Saved data entries:
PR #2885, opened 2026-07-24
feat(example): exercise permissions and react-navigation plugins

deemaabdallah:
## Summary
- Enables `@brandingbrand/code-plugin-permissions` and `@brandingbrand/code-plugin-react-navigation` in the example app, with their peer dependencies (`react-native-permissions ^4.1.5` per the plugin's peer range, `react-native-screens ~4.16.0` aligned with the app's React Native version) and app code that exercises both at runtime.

--

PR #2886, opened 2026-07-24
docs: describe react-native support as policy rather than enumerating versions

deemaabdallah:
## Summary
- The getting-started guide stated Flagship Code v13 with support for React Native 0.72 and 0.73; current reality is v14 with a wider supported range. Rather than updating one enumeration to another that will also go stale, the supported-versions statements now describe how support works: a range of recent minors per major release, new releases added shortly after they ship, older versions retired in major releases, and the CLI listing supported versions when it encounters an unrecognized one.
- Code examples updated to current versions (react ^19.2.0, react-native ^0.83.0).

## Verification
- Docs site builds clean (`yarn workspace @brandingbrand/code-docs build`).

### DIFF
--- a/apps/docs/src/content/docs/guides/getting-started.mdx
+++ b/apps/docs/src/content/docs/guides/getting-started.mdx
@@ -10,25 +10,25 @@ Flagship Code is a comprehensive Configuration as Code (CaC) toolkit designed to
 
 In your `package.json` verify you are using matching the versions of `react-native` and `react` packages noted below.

* **Work order**:
Given the data above, transcribe exactly the lines from the one containing "- The getting-started" down to the one containing "packages noted below.", and no others.

* **Result below**:
- The getting-started guide stated Flagship Code v13 with support for React Native 0.72 and 0.73; current reality is v14 with a wider supported range. Rather than updating one enumeration to another that will also go stale, the supported-versions statements now describe how support works: a range of recent minors per major release, new releases added shortly after they ship, older versions retired in major releases, and the CLI listing supported versions when it encounters an unrecognized one.
- Code examples updated to current versions (react ^19.2.0, react-native ^0.83.0).

## Verification
- Docs site builds clean (`yarn workspace @brandingbrand/code-docs build`).

### DIFF
--- a/apps/docs/src/content/docs/guides/getting-started.mdx
+++ b/apps/docs/src/content/docs/guides/getting-started.mdx
@@ -10,25 +10,25 @@ Flagship Code is a comprehensive Configuration as Code (CaC) toolkit designed to
 
 In your `package.json` verify you are using matching the versions of `react-native` and `react` packages noted below.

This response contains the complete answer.